The court there, speaking of remainders, said the same rule already mentioned respecting remainders applies to executory devises: See, also, Andrews v. Lincoln, 95 Me. 541 (50 Atl. 898, 56 L. R. A. 103); Wells v. Heath, 10 Gray (Mass.), 17; Coggins’ Appeal, 124 Pa. 10 (16 Atl. 579, 10 Am. St. Rep. 565); Lasnier v. Martin, 102 Kan. 551 (171 Pac. 645); Minot v. Paine, 230 Mass. 514 (120 N. E. 167, 1 A. L. R. 365); Hopkinson v. Swain, 284 Ill. 11 (119 N. E. 985); Ortman v. Dugan, 130 Md. 121 (100 Atl. 82); Moroney v. Haas, 277 Ill. 467 (115 N. E. 648); Taylor v. Crosson, 11 Del. Ch. 145 (98 Atl. 375); Riley v. Jaeger (Mo.), 189 S. W. 1168; Overby v. Scarborough, 145 Ga. 875 (90 S. E. 67); Camden etc. Trust Co. v. Guerin, 87 N. J. Eq. 72 (99 Atl. 105); O’Hare v. Johnston, 273 Ill. 458 (113 N. E. 127); Harmon v. Harmon, 80 Conn. 44 (66 Atl. 771); Shepperd v. Fisher, 206 Mo. 208 (103 S. W. 989); Bartlett v. Sears, 81 Conn. 84 (70 Atl. 33); Haydon v. Layton (Ky.), 128 S. W. 90; Starr v. Minister, 112 Md. 171 (76 Atl. 595); Hewitt v. Green, 77 N. J. Eq. 345 (77 Atl. 25); Gambrill v. Gambrill, 122 Md. 563 (89 Atl. 1094); Hollan*610der v. Central etc. Co., 109 Md. 131 (71 Atl. 442, 23 L. R. A. (N. S.) 1135); Hays v. Martz, 173 Ind. 279 (89 N. E. 303, 90 N. E. 309); Dime Savings Trust Co. v. Watson, 254 Ill. 419 (98 N. E. 777).
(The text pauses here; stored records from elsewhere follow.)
PR #4290, opened 2019-05-08
realNames failing to check .hasOwnProperty()

ekkis:
this patch fixes a problem that breaks lodash in the presence of object prototype functions.  the issue arises from lodash's failure to check the .hasOwnProperty() on keys within the realNames object, which pulls up these methods when it shouldn't

WARNING: there may be other places in the code failing this but so far this is the only instance I've discovered

### DIFF
--- a/lodash.js
+++ b/lodash.js
@@ -17020,9 +17020,10 @@
     baseForOwn(LazyWrapper.prototype, function(func, methodName) {
       var lodashFunc = lodash[methodName];
       if (lodashFunc) {
-        var key = (lodashFunc.name + ''),
-            names = realNames[key] || (realNames[key] = []);
+        var key = lodashFunc.name + '';
+        if (!hasOwnProperty.call(realNames, key)) return;
 
+        var names = realNames[key] || (realNames[key] = []);
         names.push({ 'name': methodName, 'func': lodashFunc });
       }
     });


lodash.js
```diff
@@ -17020,9 +17020,10 @@
     baseForOwn(LazyWrapper.prototype, function(func, methodName) {
       var lodashFunc = lodash[methodName];
       if (lodashFunc) {
-        var key = (lodashFunc.name + ''),
-            names = realNames[key] || (realNames[key] = []);
+		var key = lodashFunc.name + '';
+		if (!realNames.hasOwnProperty(key)) return;
```
jdalton: ☝️ indentation nits. Also you can use the local `hasOwnProperty.call(realNames, key)`

ekkis: do I need to resubmit the PR?

jdalton: Nope. You can make changes `git add` the files then `git commit --amend` then `git push origin +realNames-ownProperty` (force push an update)

ekkis: done

jdalton:
Thank you @ekkis!

ekkis:
I need to produce a PR for Babel, which depends on lodash, to upgrade to the version that will contain this patch.  I see that my patch has been merged into the -pre.  any idea when this may happen, or way for me to be notified when this is merged onto master?

PR #4292, opened 2019-05-14
Add type: module to allow loading in nodejs with --experimental-modules

### LINKED ISSUE #4289: In loadash-es, package.json should include "type":"module"
In nodejs 12 with the "--experimental-modules", es (es6/esm) modules can be loaded.

But for that to work, for the file to be considered by nodejs as a esm module, by either end in .mjs or
because its package.json must specify "type: module".

Since lodash-es is specifically an es module, I suggest that its package.json contain "type: module". So that it can be loaded in nodejs also.

That should have no other side effects.

Documentation for nodejs here: https://nodejs.org/dist/latest-v12.x/docs/api/esm.html#esm_code_package_json_code_code_type_code_field

Why do I want that?

Well, I developp some es modules that need to work on both the server and the client, without any "bundling". So my module use lodash-es. Today, it can not be loaded in nodejs because nodejs consider it as a cjs (commonJS) module. This should do the trick.

jehon:
Fix #4289

### DIFF
--- a/package.json
+++ b/package.json
@@ -16,5 +16,6 @@
     "John-David Dalton <john.david.dalton@gmail.com>",
     "Mathias Bynens <mathias@qiwi.be>"
   ],
+  "type": "module",
   "scripts": { "test": "echo \"See https://travis-ci.org/lodash-archive/lodash-cli for testing details.\"" }
 }


jdalton:
Thank you @jehon!

blikblum:
AFAICS this will break anywhere that relies on the check for global `module` like [isBuffer](https://github.com/lodash/lodash/blob/es/isBuffer.js#L14) since is not defined when using ES modules

BTW: currently, is already broken with bundlers that supports ES modules like rollup

damianobarbati:
@jdalton do you have an idea when this will make into release?

phistuck:
See https://github.com/lodash/lodash/issues/4359 - this is breaking `npm install` with some NPM versions.

jdalton:
@jehon I had to revert this for now due to ecosystem breakage.

jehon:
@jdalton Yeah, I see. I think the "node module team" didn't see that coming neither :-) Will need to be fixed there finally :-)

PR #4328, opened 2019-06-11
Add a loose condition to get

reesmanp:
This solves the need for doing:

```
get(object, path, defaultValue) || {}
```

### DIFF
--- a/get.js
+++ b/get.js
@@ -9,11 +9,12 @@ import baseGet from './.internal/baseGet.js'
  * @param {Object} object The object to query.
  * @param {Array|string} path The path of the property to get.
  * @param {*} [defaultValue] The value returned for `undefined` resolved values.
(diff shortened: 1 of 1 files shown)


falsyvalues:
Thanks @reesmanp!

We'll keep an eye on [the popularity of the request](https://github.com/lodash/lodash/blob/master/.github/CONTRIBUTING.md#feature-requests), but this change doesn't cover all values that coerce to `false.`

reesmanp:
@falsyvalues thank you for that link, I will put the request up there.
What do you mean by not converting all falsy values? This turns `undefined`, `false`, `null`, and `""` into false. Although I guess a better solution would be checking `typeof` instead, in case an object is where an array should be.

falsyvalues:
@reesmanp Often values `!= null` are considered as valid ones. Personally I think its better idea to pass `function` that will allow full customisation.

PR #4342, opened 2019-06-26
fix reTypedTag error

lvzhenbang:
/^\[object (?:Float(?:32|64)|(?:Int|Uint)(?:8|16|32)|Uint8Clamped)Array\]$/ or / (?:Float(?:32|64)|(?:Int|Uint)(?:8|16|32)|Uint8Clamped)/ is ok.


jdalton:
Thank you @lvzhenbang!

PR #4361, opened 2019-07-11
chore: add tools to lint git commit msg against the conventions

legend80s:


falsyvalues:
Hi @legend80s!
Thanks, I think we are fine.

PR #4365, opened 2019-07-15
Update map.js

McZenith:
Hello! I am really interested in adding my quota to the community. I am a javascript newbie.


falsyvalues:
Thanks for the PRs @McZenith!

In this case we prefer the more readable, but longer syntax form.

PR #4367, opened 2019-07-16
Fix: clone certain regexps in Microsoft Edge

rluba:
Cloning a `RegExp` _without flags_ failed in Microsoft Edge (observed in Edge 42.17134.1.0 / EdgeHTML 17.17134).

The `RegExp` stringifies its flags as "undefined", causing `cloneRegExp` to pass the string `"undefined"` as second argument to the `RegExp` constructor (which blows up with a `SyntaxError`).

### DIFF
--- a/.internal/cloneRegExp.js
+++ b/.internal/cloneRegExp.js
@@ -9,7 +9,8 @@ const reFlags = /\w*$/
  * @returns {Object} Returns the cloned regexp.
  */
 function cloneRegExp(regexp) {
-  const result = new regexp.constructor(regexp.source, reFlags.exec(regexp))
+  const flags = reFlags.exec(regexp);
+  const result = new regexp.constructor(regexp.source, flags[0] === 'undefined' ? undefined : flags);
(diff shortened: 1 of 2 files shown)


jdalton:
Hi @rluba!

I cannot produce an error using `_.clone(/a/)` or `_.cloneDeep(/a/)` in Edge 17.
The result of `reFlags.exec()` is `[""]`

rluba:
I’m sorry, you’re correct. It seems like it’s caused by a shim.

If I run `/\w*$/.exec(/a/)` in Edge’s console _on new tab_, it returns `[""]`. But if I try it on a page that contains scripts we’ve transpiled with Babel, it returns `["undefined"]`.

I’ll have to dig deeper to find the culprit that’s causing this. Sorry for wasting your time, @jdalton. 😞

rluba:
In case anyone ever stumbles upon this: It was caused by [a bug in core-js 3.0.1](https://github.com/zloirock/core-js/issues/536) [that’s been fixed](https://github.com/zloirock/core-js/pull/537).

PR #4371, opened 2019-07-17
clone deep with proto

gkio:


jdalton:
Hi @gkio!

I think wiring up the prototype is interesting but not as it's own method. I wouldn't mind experimenting with things being tweaked for the normal clone/cloneDeep case though.

PR #4382, opened 2019-07-20
Removed unneeded ternary

tsogi:


jdalton:
This is needed to allow for `-0`.

PR #8, opened 2016-08-30
Use minified versions of onenoteapi and picker

mttwc:
Please note that you will need to run npm install on OneNotePicker-JS and WebClipper repos after this is checked in.


leakymemory:
Looks good to me. 👍

iconix:
:ok_hand:

PR #10, opened 2016-09-01
Fix the Safari first run issue

### LINKED ISSUE #1: Safari: Page needs to be refreshed after extension install
Because in Safari we inject a listener into every page which is needed when we invoke the clipper, after you install (or upgrade) the extension any existing pages need to be refreshed before the clipper will work.

We need to detect this case and prompt the user to refresh the page before invoking the clipper.

leakymemory:
When the extension is first installed, we want to open up the post-install page on onenote.com.  In Safari, the logic was broken such that the page was not able to be loaded.  One of the side-effects of this was that the first impression of the extension was that it didn't seem to work (the page that was currently loaded didn't yet have the injected code).

Fixing the first run logic won't take care of the refresh issue, but it will certainly give a better first impression (and is inline with the other extensions at this point).

Misc notes on the change:
- I removed the inline install logic for Safari because there is no inline install.  The extension is always installed by navigating to Safari's extensions web page.
- The change in SafariExtension.ts is strictly about cleanup.  Technically it has nothing to do with the fix.

Fixes #1

### DIFF
--- a/src/scripts/extensions/extensionBase.ts
+++ b/src/scripts/extensions/extensionBase.ts
@@ -48,15 +48,17 @@ export abstract class ExtensionBase<TWorker extends ExtensionWorkerBase<TTab, TT
 		this.auth = new AuthenticationHelper(this.storage, this.logger);
 		this.tooltip = new TooltipHelper(this.storage);
 
+		let clipperFirstRun = false;
+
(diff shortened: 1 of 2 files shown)


mttwc:
Looks good! Glad this is working now :)

PR #11, opened 2016-09-01
[Bug] Extract embedded YouTube videos on KhanAcademy pages

### LINKED ISSUE #3: KhanAcademy embedded videos are not being extracted
We will likely need to add some KhanAcademy-specific client-side code to manually extract videos from KhanAcademy.

Also, it would be nice if we can have a folder of scripts that does each of these site-specific extractions, one site per file.

VishaalK:
We use a RegExp to check for the YouTube video ID in the `pageContent`, and insert an iframe with that ID.

Fixes #3


src/scripts/domParsers/videoUtils.ts
```diff
@@ -21,7 +22,7 @@ export module VideoUtils {
 		let hostname = Utils.getHostname(pageUrl);
 
 		for (let domain in SupportedVideoDomains) {
-			if (typeof(domain) === "string" && hostname.indexOf(domain.toLowerCase() + ".") > -1) {
+			if (typeof (domain) === "string" && hostname.indexOf(domain.toLowerCase() + ".") > -1) {
```
leakymemory: `typeof domain`?

src/scripts/domParsers/videoUtils.ts
```diff
@@ -65,6 +67,23 @@ export module VideoUtils {
 		return values;
 	}
 
+	export function getKhanAcademyVideoSrcValue(pageContent: string): string {
```
leakymemory: I realize that we're not consistent through the codebase, but we should use method header comments to at least keep this file looking good. :-)

Note that this is true for the other two new functions below as well.

leakymemory:
Nice job.  I'm glad to see plugging into new sites is so straight forward. 👍

src/scripts/domParsers/videoUtils.ts
```diff
@@ -6,7 +6,8 @@ export module VideoUtils {
 
 	export enum SupportedVideoDomains {
```
mttwc, line 10: Currently, all of our domain-specific video-grabbing logic lives in videoUtils, and we use subtly different ways to extract videos from each differing domain, but the end purpose is still the same. I wonder if we can break this up further into smaller classes to make things a bit simpler.

src/tests/domParsers/khanAcademyVideo_tests.ts
```diff
@@ -0,0 +1,102 @@
...
+	"<div data-youtubeid=\"video_8-5DTsl1V5k\"> </div>" // double quotations
+];
+
+let pageContentWithMultipleHyphenatedVideoIds = [
+	"<div id='video_8-5DTsl1V5k'></div> <DIV ID='video_8-53sl1V5k'></DIV> <div id='video_4ba196611'> </div>",
+];
+
+QUnit.module("videoUtils");
+
+test("videoDomainIfSupported", () => {
```
mttwc: The test name should be fleshed out so that if it fails, the person reading the console will know immediately what is going on

src/tests/domParsers/khanAcademyVideo_tests.ts
```diff
@@ -0,0 +1,102 @@
+/// <reference path="../../../typings/main/ambient/qunit/qunit.d.ts" />
+
+import {VideoUtils} from "../../scripts/domParsers/videoUtils";
```
mttwc: See above comment about splitting up the different domain-specific logics into different class (perhaps implementations of an interface). We can then split the test files up into smaller ones as well. Generally, we want files and their matching test-files to be a 1:1 ratio.

mttwc:
Some comments above. To make things simpler and more scalable, I think videoUtils should be split up into 3 classes, one for each of the domains we're supporting, and have them implement an interface of some sort.

VishaalK:
I'll see how much effort re-organization would take. I'm not sure it is worth it. The API only supports YouTube/Vimeo and these are the big few sites with those embedded right now.

src/scripts/domParsers/youtubeVideoExtractor.ts
```diff
@@ -0,0 +1,75 @@
...
+		let youTubeId;
+		if (Utils.getPathname(youTubeUrl).indexOf("/watch") === 0) {
+			youTubeId = Utils.getQueryValue(youTubeUrl, this.youTubeVideoIdQueryKey);
+			if (Utils.isNullOrUndefined(youTubeId)) {
+				return;
+			}
+		}
+
+		if (Utils.getPathname(youTubeUrl).indexOf("/embed") === 0) {
+			let youTubeIdMatch = youTubeUrl.match(/youtube\.com\/embed\/(\S+)/);
```
iconix, line 28: curious, why the switch from `\w` to `\S`?

src/scripts/domParsers/videoExtractor.ts
```diff
@@ -0,0 +1,9 @@
+export interface VideoExtractor {
+	// Our 3 Domains all have the concept of a "VideoId" embedded somewhere in the page
```
iconix, line 2: this isn't strictly true, right? YouTube.com doesn't have this concept

src/scripts/domParsers/videoExtractor.ts
```diff
@@ -0,0 +1,9 @@
...
+	getVideoIds(pageUrl: string, pageContent: string): string[];
+
+	// We can use the video ideas to generate or retrieve src values that we can embed into our article preview
+	getVideoSrcValues(pageUrl: string, pageContent: string): string[];
```
iconix, line 6: it's a little weird to me that we require passing both `pageUrl` and `pageContent` into this method, but only one or the other will get used, depending on which domain we're on... might it be better then to trust the caller to pass in the correct page info, and then just have a `pageInfo` (or similar) parameter?

src/scripts/domParsers/khanAcademyVideoExtractor.ts
```diff
@@ -0,0 +1,50 @@
...
+
+export class KhanAcademyVideoExtractor implements VideoExtractor {
+	private youtubeExtractor: YoutubeVideoExtractor;
+
+	constructor() {
+		this.youtubeExtractor = new YoutubeVideoExtractor();
+	}
+
+	public getVideoIds(pageUrl: string, pageContent: string): string[] {
+		let regex = /id\s*=\s*("\s*video_(\S+)\s*"|'\s*video_(\S+)\s*')/gi;
```
iconix, line 15: I found this kind of bothersome to do while I was implementing Vimeo, but it will probably be useful for the future: could you add comments describing the regexes? :)

src/scripts/domParsers/khanAcademyVideoExtractor.ts
```diff
@@ -0,0 +1,50 @@
+import {VideoExtractor} from "./videoExtractor";
+import {VideoUtils} from "./videoUtils";
+import {YoutubeVideoExtractor} from "./youtubeVideoExtractor";
+
+import {Utils} from "../utils";
+
+export class KhanAcademyVideoExtractor implements VideoExtractor {
+	private youtubeExtractor: YoutubeVideoExtractor;
```
iconix, line 8: Something about this `KhanAcademyVideoExtractor` actually holding a `YoutubeVideoExtractor` makes me wonder: how about `KhanAcademyVideoExtractor extends YoutubeVideoExtractor`? 

I know it may feel kind of pointless because we'd override most of the `YoutubeVideoExtractor` method implementations... but hey, then `KhanAcademyVideoExtractor.createEmbeddedVideos` can call `super.createEmbeddedVideos` instead :D

More seriously, I also feel like using this pattern would make it quicker to grasp what's going on here

iconix:
^Unless I'm missing something, you can't merge or update reviews :( So I'll just "Approve" in the old way:

LGTM :100: Thanks for tackling this bug! I like the cleanup that's been done to make things more reusable.

src/scripts/domParsers/khanAcademyVideoExtractor.ts
```diff
@@ -0,0 +1,50 @@
...
+
+	constructor() {
+		this.youtubeExtractor = new YoutubeVideoExtractor();
+	}
+
+	public getVideoIds(pageUrl: string, pageContent: string): string[] {
```
mttwc, line 14: Thinking if we should rename pageContent to pageHtml across these methods for clarity

src/scripts/domParsers/khanAcademyVideoExtractor.ts
```diff
@@ -0,0 +1,50 @@
...
+		return VideoUtils.matchRegexFromPageContent(pageContent, regexes);
+	}
+
+	public getVideoSrcValues(pageUrl: string, pageContent: string): string[] {
+		if (Utils.isNullOrUndefined(pageContent)) {
+			return;
+		}
+
+		let videoIds = this.getVideoIds(pageUrl, pageContent);
+		if (Utils.isNullOrUndefined(videoIds)) {
```
mttwc, line 27: You could collapse these two if statements (the null/undefined check and the length check)

src/scripts/domParsers/khanAcademyVideoExtractor.ts
mttwc: Personally I prefer not using the extends and all those overrides because typescript currently doesn't support amazing support for safely overriding (i.e., it's easy for the dev to make a mistake such as forgetting to override something, or mispelling a method name). The thing I'd do would be to add a comment here saying that we use the same method as youtube to create embedded videos.

src/scripts/domParsers/vimeoVideoExtractor.ts
```diff
@@ -0,0 +1,72 @@
...
+
+import {Utils} from "../utils";
+
+export class VimeoVideoExtractor implements VideoExtractor {
+	private dataOriginalSrcAttribute = "data-original-src";
+
+	/**
+	 * Return id for a video on Vimeo.com
+	 */
+	getVideoIds(pageUrl: string, pageContent: string): string[] {
```
mttwc, line 13: Add public keywords to this file for consistency?

src/scripts/domParsers/youtubeVideoExtractor.ts
```diff
@@ -0,0 +1,75 @@
...
+
+export class YoutubeVideoExtractor implements VideoExtractor {
+	private youTubeWatchVideoBaseUrl = "https://www.youtube.com/watch";
+	private youTubeVideoIdQueryKey = "v";
+	private dataOriginalSrcAttribute = "data-original-src";
+
+	/**
+	 * Return the ID of the video in the YouTube URL as an array
+	 */
+	getVideoIds(youTubeUrl: string, pageContent: string): string[] {
```
mttwc, line 14: Same as above

mttwc (changes requested):
Few minor comments. Nice refactor!

src/scripts/domParsers/khanAcademyVideoExtractor.ts
VishaalK: I left it as composition instead of inheritance because I don't think this follows the "is-a" rule of thumb. That being said, it doesn't really follow the "has-a" rule either :P. For inheritance, I also don't make use of a lot of the YouTube code and another good rule of thumb I've read about it is to avoid inheritance unless the vast majority of the code in the superclass is re-used.

src/scripts/domParsers/videoExtractor.ts
VishaalK: I'll correct this. Writing comments so hard -.-

src/scripts/domParsers/videoExtractor.ts
VishaalK: I considered passing in `PageInfo`. I will investigate if it easy enough to do. It would simplify the interface and make it a little more flexible.

src/scripts/domParsers/khanAcademyVideoExtractor.ts
VishaalK: Sure!

src/scripts/domParsers/vimeoVideoExtractor.ts
VishaalK: Will do!

Edit: Done!

src/scripts/domParsers/youtubeVideoExtractor.ts
VishaalK: Done!

src/scripts/domParsers/khanAcademyVideoExtractor.ts
VishaalK: Done!

src/scripts/domParsers/khanAcademyVideoExtractor.ts
VishaalK: Do you think we should pipe `pageInfo` through from `clipper.tsx` -> `augmentationHelper.ts` to all  this extraction stuff?

src/scripts/domParsers/youtubeVideoExtractor.ts
VishaalK: Some of the videos on KhanAcademy have hyphens in their data-ids, and `\w` does not cover those. Since they are also YouTube vids I changed the youtube regexes as well.

src/scripts/domParsers/videoExtractor.ts
VishaalK: I corrected it by deleting the comment

src/scripts/domParsers/khanAcademyVideoExtractor.ts
mttwc: I don't think so. I would love to keep this as seperate as possible from the clipper world (pageInfo has a reference to ONApi)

With these principles in mind, let ns advert to the conditions described in the complaint. We remember that Ealph’s father, the testator, died on January 5, 1897, and that Ealph’s daughter, Gladys, yet a minor, was born after the death of the testator. As to Ealph’s devise, his own was the only life in being at the death of his father. Yet the estate to be taken under the executory devise by Ealph’s brothers and sisters is made by the twelfth clause of the will to depend on possibly three lives: First, Ealph’s'; second, that of his yet unborn daughter; and third, that of her potential child or children; for this twelfth clause makes the estate of the brothers and sisters to depend upon the conditional limitation that Ealph shall die without leaving lineal descendants, children or grandchildren. Contrary to the law, the testator essayed to control the devolution of his property through and beyond two generations yet unborn. In other words, it is possible that grandchildren be born to Ealph; that he survive both them and his own children and that he then die “without leaving lineal descendants, children or grandchildren.” Extending, as possibly it may, over three lives, two of which in succession were not in being when the will took effect, January 5, 1897, the conditional limitation by way of ex-ecutory devise which was designed to defeat Ealph’s fee and pass it to his collateral kindred is void within the rule against perpetuities. The result is that since there is no valid restriction now operative on the estate given to him by the seventh clause of the will, Ealph has a fee-simple absolute in the property mentioned. His title is therefore marketable. There is *611no excuse shown on the pleading to relieve the defendant from performing his contract. The decree of the Circuit Court should therefore be affirmed.